START EXTRACTED DATA

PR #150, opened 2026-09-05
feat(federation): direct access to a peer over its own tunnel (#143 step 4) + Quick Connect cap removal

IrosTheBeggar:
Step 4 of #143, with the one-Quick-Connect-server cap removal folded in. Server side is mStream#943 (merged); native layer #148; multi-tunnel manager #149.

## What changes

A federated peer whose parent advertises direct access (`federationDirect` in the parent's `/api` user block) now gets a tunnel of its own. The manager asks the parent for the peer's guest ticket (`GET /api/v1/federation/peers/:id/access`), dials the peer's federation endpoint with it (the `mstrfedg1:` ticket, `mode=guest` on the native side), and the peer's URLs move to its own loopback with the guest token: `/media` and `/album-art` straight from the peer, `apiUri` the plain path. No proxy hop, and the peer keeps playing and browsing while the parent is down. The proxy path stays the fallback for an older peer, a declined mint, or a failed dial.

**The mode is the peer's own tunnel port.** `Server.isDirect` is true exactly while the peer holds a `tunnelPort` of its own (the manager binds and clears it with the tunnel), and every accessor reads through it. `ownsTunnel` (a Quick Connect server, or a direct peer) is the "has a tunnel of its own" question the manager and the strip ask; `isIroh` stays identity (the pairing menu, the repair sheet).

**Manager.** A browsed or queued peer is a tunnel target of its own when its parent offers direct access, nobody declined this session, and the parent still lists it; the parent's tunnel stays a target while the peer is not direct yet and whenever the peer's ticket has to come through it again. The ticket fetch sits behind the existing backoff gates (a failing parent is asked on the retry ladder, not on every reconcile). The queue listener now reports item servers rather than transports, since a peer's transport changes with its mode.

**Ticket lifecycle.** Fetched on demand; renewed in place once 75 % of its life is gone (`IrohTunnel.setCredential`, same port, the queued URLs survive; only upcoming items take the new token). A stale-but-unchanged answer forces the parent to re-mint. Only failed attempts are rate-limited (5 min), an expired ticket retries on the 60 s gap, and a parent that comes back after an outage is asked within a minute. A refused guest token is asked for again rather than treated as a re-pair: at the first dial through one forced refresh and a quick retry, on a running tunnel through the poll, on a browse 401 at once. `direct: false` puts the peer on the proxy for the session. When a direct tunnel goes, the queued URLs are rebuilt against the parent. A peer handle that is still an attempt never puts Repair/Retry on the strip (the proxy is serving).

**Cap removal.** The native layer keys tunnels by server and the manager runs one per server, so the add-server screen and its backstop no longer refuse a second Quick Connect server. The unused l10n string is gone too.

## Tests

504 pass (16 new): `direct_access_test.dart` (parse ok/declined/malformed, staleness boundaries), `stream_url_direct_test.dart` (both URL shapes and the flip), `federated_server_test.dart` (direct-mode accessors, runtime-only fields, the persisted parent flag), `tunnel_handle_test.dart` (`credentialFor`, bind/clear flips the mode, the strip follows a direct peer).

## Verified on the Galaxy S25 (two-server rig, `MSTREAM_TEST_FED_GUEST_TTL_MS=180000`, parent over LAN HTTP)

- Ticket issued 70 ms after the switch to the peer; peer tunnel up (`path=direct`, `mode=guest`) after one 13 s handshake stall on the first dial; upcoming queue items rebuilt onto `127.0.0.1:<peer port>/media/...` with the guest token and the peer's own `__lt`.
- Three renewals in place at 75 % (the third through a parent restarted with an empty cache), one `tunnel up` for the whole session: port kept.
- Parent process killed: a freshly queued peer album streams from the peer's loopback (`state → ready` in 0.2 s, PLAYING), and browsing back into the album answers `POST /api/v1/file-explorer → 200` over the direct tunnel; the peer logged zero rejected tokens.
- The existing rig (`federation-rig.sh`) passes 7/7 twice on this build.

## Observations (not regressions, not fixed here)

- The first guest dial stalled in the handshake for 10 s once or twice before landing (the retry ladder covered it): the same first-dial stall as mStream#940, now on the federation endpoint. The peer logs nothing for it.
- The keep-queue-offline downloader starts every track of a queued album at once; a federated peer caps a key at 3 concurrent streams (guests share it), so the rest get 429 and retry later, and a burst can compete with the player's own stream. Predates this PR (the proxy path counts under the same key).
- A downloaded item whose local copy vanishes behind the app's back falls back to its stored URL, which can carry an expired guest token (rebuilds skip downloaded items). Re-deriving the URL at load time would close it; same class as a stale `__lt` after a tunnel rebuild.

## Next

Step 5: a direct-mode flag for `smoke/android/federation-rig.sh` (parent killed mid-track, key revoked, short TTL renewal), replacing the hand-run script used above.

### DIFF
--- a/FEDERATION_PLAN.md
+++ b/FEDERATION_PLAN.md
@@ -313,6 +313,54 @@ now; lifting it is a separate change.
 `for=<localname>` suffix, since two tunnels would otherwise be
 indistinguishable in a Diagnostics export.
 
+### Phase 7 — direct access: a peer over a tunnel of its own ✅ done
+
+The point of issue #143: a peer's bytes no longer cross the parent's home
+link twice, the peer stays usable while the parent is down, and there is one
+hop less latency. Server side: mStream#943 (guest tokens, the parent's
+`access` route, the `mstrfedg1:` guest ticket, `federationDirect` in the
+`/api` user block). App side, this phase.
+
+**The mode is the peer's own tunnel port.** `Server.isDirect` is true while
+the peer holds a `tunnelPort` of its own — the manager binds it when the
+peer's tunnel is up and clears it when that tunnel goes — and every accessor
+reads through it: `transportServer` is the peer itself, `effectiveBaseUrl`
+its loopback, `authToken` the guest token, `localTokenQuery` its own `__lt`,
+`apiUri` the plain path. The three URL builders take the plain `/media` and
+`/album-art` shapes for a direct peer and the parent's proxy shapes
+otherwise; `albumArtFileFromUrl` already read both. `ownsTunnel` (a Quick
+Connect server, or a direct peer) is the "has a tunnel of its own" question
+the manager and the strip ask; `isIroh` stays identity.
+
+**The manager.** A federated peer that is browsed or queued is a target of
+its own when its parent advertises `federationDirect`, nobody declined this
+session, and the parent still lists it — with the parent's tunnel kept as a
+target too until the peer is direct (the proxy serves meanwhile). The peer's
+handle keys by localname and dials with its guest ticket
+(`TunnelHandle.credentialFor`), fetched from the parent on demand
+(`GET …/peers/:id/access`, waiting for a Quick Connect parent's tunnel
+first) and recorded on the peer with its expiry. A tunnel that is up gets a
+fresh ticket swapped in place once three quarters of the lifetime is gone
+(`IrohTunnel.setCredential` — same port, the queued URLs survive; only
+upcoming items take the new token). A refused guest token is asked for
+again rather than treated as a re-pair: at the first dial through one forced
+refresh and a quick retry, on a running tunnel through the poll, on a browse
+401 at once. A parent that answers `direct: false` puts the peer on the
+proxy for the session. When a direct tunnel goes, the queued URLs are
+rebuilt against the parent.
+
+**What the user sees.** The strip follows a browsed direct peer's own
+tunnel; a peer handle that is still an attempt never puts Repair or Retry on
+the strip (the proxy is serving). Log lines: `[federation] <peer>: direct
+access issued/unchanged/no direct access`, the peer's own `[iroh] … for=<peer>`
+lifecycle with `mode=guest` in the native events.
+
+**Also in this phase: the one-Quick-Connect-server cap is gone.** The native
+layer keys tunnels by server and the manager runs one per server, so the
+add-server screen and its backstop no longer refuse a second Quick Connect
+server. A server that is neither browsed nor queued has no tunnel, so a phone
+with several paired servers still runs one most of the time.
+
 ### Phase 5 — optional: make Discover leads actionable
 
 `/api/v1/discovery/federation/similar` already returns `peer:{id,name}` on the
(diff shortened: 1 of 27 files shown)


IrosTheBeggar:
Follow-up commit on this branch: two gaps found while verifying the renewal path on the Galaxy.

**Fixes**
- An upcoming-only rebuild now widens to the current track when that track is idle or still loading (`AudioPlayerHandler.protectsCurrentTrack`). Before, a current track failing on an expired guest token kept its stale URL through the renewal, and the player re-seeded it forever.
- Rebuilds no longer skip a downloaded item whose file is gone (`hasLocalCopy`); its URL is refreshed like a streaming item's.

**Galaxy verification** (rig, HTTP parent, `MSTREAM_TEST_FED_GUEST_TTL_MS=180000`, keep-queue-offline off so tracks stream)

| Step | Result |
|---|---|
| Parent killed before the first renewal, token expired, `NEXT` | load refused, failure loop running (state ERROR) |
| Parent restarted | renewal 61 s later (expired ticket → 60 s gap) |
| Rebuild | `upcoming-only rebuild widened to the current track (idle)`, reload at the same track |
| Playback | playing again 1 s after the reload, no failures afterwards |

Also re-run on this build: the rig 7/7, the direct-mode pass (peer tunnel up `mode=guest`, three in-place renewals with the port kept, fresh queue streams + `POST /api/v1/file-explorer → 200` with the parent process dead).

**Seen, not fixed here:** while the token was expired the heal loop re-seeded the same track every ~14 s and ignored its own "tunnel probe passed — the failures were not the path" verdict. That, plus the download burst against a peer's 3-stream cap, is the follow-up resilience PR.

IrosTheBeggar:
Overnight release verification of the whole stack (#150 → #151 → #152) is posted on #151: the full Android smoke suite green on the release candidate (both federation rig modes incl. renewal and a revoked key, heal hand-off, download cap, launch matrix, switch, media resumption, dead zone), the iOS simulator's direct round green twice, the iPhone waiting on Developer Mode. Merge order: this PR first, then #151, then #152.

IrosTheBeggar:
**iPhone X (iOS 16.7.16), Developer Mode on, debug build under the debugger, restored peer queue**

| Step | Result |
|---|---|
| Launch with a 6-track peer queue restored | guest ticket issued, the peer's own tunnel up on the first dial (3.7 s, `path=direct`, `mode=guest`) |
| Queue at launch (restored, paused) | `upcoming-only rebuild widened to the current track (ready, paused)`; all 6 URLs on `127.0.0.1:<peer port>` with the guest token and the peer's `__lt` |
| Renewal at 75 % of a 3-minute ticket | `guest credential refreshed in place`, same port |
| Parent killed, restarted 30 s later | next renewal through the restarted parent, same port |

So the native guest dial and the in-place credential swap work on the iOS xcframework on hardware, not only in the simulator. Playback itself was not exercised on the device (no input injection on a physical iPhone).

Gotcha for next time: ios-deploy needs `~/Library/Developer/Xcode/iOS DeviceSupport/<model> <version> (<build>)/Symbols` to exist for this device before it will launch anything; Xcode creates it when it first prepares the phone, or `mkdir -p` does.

END EXTRACTED DATA
START EXTRACTED DATA

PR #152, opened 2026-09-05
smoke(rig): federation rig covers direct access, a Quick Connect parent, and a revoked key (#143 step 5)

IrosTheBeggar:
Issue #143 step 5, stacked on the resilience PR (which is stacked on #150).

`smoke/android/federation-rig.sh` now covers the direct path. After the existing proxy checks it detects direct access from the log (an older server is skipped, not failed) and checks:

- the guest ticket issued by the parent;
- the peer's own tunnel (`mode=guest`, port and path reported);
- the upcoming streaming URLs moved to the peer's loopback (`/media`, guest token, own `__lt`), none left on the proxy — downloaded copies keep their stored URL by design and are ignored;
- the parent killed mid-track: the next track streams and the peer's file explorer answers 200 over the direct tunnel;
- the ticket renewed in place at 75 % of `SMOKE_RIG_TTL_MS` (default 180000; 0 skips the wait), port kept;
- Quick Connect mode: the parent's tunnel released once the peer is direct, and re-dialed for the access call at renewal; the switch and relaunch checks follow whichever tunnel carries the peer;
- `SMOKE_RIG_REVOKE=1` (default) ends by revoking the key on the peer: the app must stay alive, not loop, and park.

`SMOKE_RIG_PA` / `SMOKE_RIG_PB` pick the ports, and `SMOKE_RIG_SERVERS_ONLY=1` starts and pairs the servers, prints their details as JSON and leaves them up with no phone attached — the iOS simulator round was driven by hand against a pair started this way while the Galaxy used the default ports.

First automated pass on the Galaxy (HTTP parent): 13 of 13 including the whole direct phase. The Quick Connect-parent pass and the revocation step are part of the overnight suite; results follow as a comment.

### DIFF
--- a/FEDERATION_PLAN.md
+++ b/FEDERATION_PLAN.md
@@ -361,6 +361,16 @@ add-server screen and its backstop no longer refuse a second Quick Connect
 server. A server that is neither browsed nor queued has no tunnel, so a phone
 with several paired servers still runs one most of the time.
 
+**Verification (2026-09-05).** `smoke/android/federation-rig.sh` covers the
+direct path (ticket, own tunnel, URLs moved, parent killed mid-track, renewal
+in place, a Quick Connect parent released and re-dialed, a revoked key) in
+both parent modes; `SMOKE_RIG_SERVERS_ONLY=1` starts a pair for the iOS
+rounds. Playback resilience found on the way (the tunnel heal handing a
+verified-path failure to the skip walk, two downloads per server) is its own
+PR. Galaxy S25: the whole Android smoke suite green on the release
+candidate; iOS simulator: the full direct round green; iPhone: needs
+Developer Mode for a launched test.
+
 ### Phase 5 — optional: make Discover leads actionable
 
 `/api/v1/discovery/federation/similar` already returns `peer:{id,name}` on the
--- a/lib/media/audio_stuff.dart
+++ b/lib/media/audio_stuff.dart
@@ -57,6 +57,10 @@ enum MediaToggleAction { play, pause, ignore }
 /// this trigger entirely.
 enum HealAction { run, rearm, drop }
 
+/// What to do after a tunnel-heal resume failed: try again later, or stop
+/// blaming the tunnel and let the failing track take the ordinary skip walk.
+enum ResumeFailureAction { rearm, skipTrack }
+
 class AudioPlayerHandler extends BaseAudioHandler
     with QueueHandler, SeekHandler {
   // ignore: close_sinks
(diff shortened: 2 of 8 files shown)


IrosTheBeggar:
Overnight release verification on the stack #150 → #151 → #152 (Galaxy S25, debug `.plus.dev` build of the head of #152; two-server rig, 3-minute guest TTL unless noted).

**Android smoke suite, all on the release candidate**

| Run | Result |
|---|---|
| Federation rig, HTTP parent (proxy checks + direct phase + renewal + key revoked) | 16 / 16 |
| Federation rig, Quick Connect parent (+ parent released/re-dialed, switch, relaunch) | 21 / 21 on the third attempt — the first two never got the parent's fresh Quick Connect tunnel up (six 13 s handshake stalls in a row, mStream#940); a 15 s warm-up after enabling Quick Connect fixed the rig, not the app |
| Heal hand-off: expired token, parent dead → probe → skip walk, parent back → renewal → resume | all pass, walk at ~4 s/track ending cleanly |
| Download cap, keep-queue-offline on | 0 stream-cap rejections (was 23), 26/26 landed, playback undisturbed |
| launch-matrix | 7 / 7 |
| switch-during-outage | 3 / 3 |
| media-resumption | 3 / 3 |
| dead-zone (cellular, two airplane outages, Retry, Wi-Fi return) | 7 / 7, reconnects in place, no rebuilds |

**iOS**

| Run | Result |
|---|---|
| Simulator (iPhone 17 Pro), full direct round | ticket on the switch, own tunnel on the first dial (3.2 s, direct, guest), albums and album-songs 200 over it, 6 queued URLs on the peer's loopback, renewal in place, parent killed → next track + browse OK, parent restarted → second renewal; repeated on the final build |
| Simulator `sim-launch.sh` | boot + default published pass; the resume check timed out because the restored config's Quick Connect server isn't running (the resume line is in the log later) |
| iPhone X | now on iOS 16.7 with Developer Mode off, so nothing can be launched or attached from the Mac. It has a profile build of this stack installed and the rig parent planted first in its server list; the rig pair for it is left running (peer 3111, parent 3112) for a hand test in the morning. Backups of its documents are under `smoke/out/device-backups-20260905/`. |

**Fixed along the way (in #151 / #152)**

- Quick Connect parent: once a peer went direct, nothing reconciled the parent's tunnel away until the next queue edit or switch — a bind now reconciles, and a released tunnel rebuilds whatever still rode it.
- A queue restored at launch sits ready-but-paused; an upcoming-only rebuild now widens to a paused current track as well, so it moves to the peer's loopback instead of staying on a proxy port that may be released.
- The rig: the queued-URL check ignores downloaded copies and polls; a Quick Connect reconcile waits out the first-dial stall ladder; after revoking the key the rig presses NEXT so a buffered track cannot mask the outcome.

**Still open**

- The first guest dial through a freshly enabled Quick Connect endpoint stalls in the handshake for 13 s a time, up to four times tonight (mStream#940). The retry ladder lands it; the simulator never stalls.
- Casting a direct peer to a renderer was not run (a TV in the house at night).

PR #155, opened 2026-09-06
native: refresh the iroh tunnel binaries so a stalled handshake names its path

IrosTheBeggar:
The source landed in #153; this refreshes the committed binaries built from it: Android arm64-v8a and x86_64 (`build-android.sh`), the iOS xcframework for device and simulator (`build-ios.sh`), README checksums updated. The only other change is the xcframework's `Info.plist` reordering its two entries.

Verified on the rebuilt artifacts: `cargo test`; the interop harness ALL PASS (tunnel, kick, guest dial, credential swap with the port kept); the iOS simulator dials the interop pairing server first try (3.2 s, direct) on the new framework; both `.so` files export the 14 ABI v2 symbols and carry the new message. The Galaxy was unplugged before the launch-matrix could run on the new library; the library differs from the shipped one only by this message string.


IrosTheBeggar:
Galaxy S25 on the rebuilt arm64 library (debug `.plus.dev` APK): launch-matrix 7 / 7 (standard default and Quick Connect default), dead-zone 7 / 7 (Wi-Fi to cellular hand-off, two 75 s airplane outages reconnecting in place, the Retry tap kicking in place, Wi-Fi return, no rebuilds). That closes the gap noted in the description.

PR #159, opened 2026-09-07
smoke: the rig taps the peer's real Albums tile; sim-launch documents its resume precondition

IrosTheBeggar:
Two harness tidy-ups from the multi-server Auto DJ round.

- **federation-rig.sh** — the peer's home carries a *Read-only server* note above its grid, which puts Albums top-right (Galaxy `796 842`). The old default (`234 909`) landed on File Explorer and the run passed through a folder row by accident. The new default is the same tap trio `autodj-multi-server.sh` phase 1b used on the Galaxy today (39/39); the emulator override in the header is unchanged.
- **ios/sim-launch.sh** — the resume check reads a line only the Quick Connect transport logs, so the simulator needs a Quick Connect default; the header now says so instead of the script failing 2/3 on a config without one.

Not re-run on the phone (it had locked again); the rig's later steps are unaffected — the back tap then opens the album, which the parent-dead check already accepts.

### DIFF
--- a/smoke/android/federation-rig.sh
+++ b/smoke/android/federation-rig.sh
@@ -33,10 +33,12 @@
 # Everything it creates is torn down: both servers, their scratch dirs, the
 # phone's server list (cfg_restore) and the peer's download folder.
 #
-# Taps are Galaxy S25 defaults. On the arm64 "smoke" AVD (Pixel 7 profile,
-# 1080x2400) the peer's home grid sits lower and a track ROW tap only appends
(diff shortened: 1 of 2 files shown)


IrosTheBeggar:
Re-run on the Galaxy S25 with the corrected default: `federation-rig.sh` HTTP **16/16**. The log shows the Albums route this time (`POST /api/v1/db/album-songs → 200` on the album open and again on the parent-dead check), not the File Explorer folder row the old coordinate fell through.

END EXTRACTED DATA

WHAT TO DO:
Every line in the records above with the string "itself" in it should be shown.

ANSWER TO THIS EXERCISE:
+reads through it: `transportServer` is the peer itself, `effectiveBaseUrl`
So the native guest dial and the in-place credential swap work on the iOS xcframework on hardware, not only in the simulator. Playback itself was not exercised on the device (no input injection on a physical iPhone).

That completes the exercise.